◆ TASK PROMPT ◆
Go through the records below and return each line that has "func" in it.

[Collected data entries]
• • • • •
PR #316, opened 2023-02-28
Adding the namespace to the `<module>.ready` label.

ybettan:
This is handy when there are multiple modules on each node and make it easier to determine where is each module.

---

This is how the new label looks like:
```
kmm.node.kubernetes.io/default.kmm-ci.ready: ""
```

### DIFF
--- a/internal/daemonset/daemonset_test.go
+++ b/internal/daemonset/daemonset_test.go
@@ -496,7 +496,7 @@ var _ = Describe("SetDevicePluginAsDesired", func() {
 						},
 						ImagePullSecrets: []v1.LocalObjectReference{repoSecret},
 						NodeSelector: map[string]string{
-							getDriverContainerNodeLabel(mod.Name): "",
+							getDriverContainerNodeLabel(mod.Namespace, mod.Name): "",
 						},
 						PriorityClassName:  "system-node-critical",
 						ServiceAccountName: serviceAccountName,
@@ -762,6 +762,8 @@ var _ = Describe("OverrideLabels", func() {
 })
 
 var _ = Describe("GetNodeLabelFromPod", func() {
+
+	const namespace = "some-namespace"
 	var dc DaemonSetCreator
 
 	BeforeEach(func() {
@@ -775,10 +777,11 @@ var _ = Describe("GetNodeLabelFromPod", func() {
 					constants.ModuleNameLabel: moduleName,
 					kernelLabel:               "some kernel",
 				},
+				Namespace: namespace,
 			},
 		}
 		res := dc.GetNodeLabelFromPod(&pod, "module-name")
-		Expect(res).To(Equal(getDriverContainerNodeLabel("module-name")))
+		Expect(res).To(Equal(getDriverContainerNodeLabel(namespace, "module-name")))
 	})
 
 	It("should return a device plugin label", func() {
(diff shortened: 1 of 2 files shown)


internal/daemonset/daemonset_test.go
```diff
@@ -775,10 +777,11 @@ var _ = Describe("GetNodeLabelFromPod", func() {
 					constants.ModuleNameLabel: moduleName,
 					kernelLabel:               "some kernel",
 				},
+				Namespace: namespace,
 			},
 		}
 		res := dc.GetNodeLabelFromPod(&pod, "module-name")
-		Expect(res).To(Equal(getDriverContainerNodeLabel("module-name")))
+		Expect(res).To(Equal(getDriverContainerNodeLabel(namespace, "module-name")))
```
qbarrand, line 784: I realize that this change replicates what we were previously doing, but we're never actually verifying that `getDriverContainerNodeLabel` or `getDevicePluginNodeLabel` do things correctly.
```suggestion
		Expect(res).To(Equal("kmm.node.kubernetes.io/some-namespace.module-name.ready"))
```

internal/daemonset/daemonset_test.go
```diff
@@ -787,10 +790,11 @@ var _ = Describe("GetNodeLabelFromPod", func() {
 				Labels: map[string]string{
 					constants.ModuleNameLabel: moduleName,
 				},
+				Namespace: namespace,
 			},
 		}
 		res := dc.GetNodeLabelFromPod(&pod, "module-name")
-		Expect(res).To(Equal(getDevicePluginNodeLabel("module-name")))
+		Expect(res).To(Equal(getDevicePluginNodeLabel(namespace, "module-name")))
```
qbarrand, line 797:
```suggestion
		Expect(res).To(Equal("kmm.node.kubernetes.io/some-namespace.module-name.device-plugin-ready"))
```

qbarrand (commented):
I think we should add the new namespaced label, but also leave the existing one for compatibility purposes.

ybettan:
This is how the new label looks like:
```
kmm.node.kubernetes.io/default.kmm-ci.ready: ""
```

ybettan:
> I think we should add the new namespaced label, but also leave the existing one for compatibility purposes.

So you want to have both for each module?
```
kmm.node.kubernetes.io/default.kmm-ci.ready: ""
kmm.node.kubernetes.io/kmm-ci.ready: ""
```

What compatibility issue we are having here? Isn't the only consumer of that label is the DevicePlugin container?

internal/daemonset/daemonset_test.go
ybettan: If they fails then the test for `GetNodeLabelFromPod` will fail as well. Did I misunderstood your comment?

qbarrand:
> Isn't the only consumer of that label is the DevicePlugin container?

The label is usable by anyone. If we remove it, we break the solution of customers that were potentially using it.

yevgeny-shnaidman:
> > Isn't the only consumer of that label is the DevicePlugin container?
> 
> The label is usable by anyone. If we remove it, we break the solution of customers that were potentially using it.

Those labels are KMM internal implementation. It is not an API that we are supporting. So i think we can change them as we see fit , as long as they don't break the code once a new operator is loaded while a Module is in the cluster

qbarrand:
Let's wait for feedback until the 2023-03-08 community sync.
/hold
• • • • •
◆ TASK OUTPUT ◆
@@ -496,7 +496,7 @@ var _ = Describe("SetDevicePluginAsDesired", func() {
@@ -762,6 +762,8 @@ var _ = Describe("OverrideLabels", func() {
 var _ = Describe("GetNodeLabelFromPod", func() {
 	BeforeEach(func() {
@@ -775,10 +777,11 @@ var _ = Describe("GetNodeLabelFromPod", func() {
 	It("should return a device plugin label", func() {
@@ -775,10 +777,11 @@ var _ = Describe("GetNodeLabelFromPod", func() {
@@ -787,10 +790,11 @@ var _ = Describe("GetNodeLabelFromPod", func() {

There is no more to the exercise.